Components within conventional storage management systems often communicate via one or more proprietary network protocols; this limits the devices that may connect to the system. Conventional systems may utilize propriety or non-proprietary network protocols at any of the seven Open Systems Interconnection Reference Model (OSIRM) layers, and may often utilize proprietary application-layer protocols. For example, if a client has primary data stored on it, and a storage management system is utilized to create a secondary copy of this data on a secondary storage device, the client may communicate with the secondary storage device by utilizing a proprietary application-level network protocol. In order to create a secondary copy on the secondary storage device in such a scenario, both the client and secondary storage device must have proprietary software and/or hardware installed or otherwise be configured to perform the proprietary network protocol. Thus, the ability of a conventional storage management system is generally limited to performing storage operations on those clients and secondary storage devices having pre-installed hardware or software.
Although some conventional data storage systems may permit a client to communicate with the system via a non-proprietary network protocol such as hypertext transfer protocol (HTTP) or file transfer protocol (FTP), generally such systems do not facilitate a wide range of value-added storage operations. For example, cloud storage sites typically provide only storage of and access to data objects as a service provided to end users. Generally, uploading, access and manipulation of data stored on a cloud storage site is conducted via an HTTP, FTP or similar network connection. Cloud storage service providers include Amazon Simple Storage Service, Rackspace, Windows Azure, and Iron Mountain, and Nirvanix Storage Delivery Network. Cloud storage service providers often bill end users on a utility computing basis, e.g., per gigabyte stored, uploaded and/or downloaded per month. Conventional cloud storage sites may not permit the end user to perform value-added storage operations such as ILM, deduplication, content indexing, data classification, data mining or searching, E-discovery management, collaborative searching, encryption or compression.

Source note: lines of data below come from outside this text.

PR #2251, opened 2023-01-26
Stripe: create native WC Subscriptions (if a flag is set)

adekbadek:
### All Submissions:

Changes the way Stripe donations are handled, so that it's possible that instead of a Stripe Subscription, a WC Subscriptions' Subscription is created for recurring payments. 

There is an underlying change in how Stripe API is interacted with. The way to charge a customer is either through [Sources](https://stripe.com/docs/api/sources), [Tokens](https://stripe.com/docs/api/tokens), or [Payment Methods](https://stripe.com/docs/api/payment_methods) – the latter [replaces the former two](https://stripe.com/docs/payments/payment-methods/transitioning). This integration has used Payment Methods, but since [WC Stripe Gateway uses a Source to process WC Subscriptions renewals](https://github.com/woocommerce/woocommerce-gateway-stripe/blob/develop/includes/compat/trait-wc-stripe-subscriptions.php#L245-L247), the integration was updated to use Sources instead of Payment Methods.  

There are two ways to pay, and two modes of payment. When testing, ideally test all four scenarios (let's name them with letters for easier communication):

|         | Once | Recurring (e.g. monthly) 
|--------------|-----------|--|
| Card form | A | B  | 
| PaymentRequest (e.g. Apple Pay)      | C | D

1. Set up Stripe, ensure the site is reachable by Stripe webhooks
2. Ensure the WC suite is active, and "Stripe – Credit Card (Stripe)" set as the sole payment method in WC
1. Test the payment scenarios for regressions – the recurring payments should result in Stripe Subscriptions shadowed by sync'd WC Subscriptions (which can't be edited, etc.)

The need exists for systems and methods that overcome the above problems, as well as systems and methods that provide additional benefits. Overall, the examples herein of some prior or related systems and methods and their associated limitations are intended to be illustrative and not exclusive. Other limitations of existing or prior systems and methods will become apparent to those of skill in the art upon reading the following Detailed Description.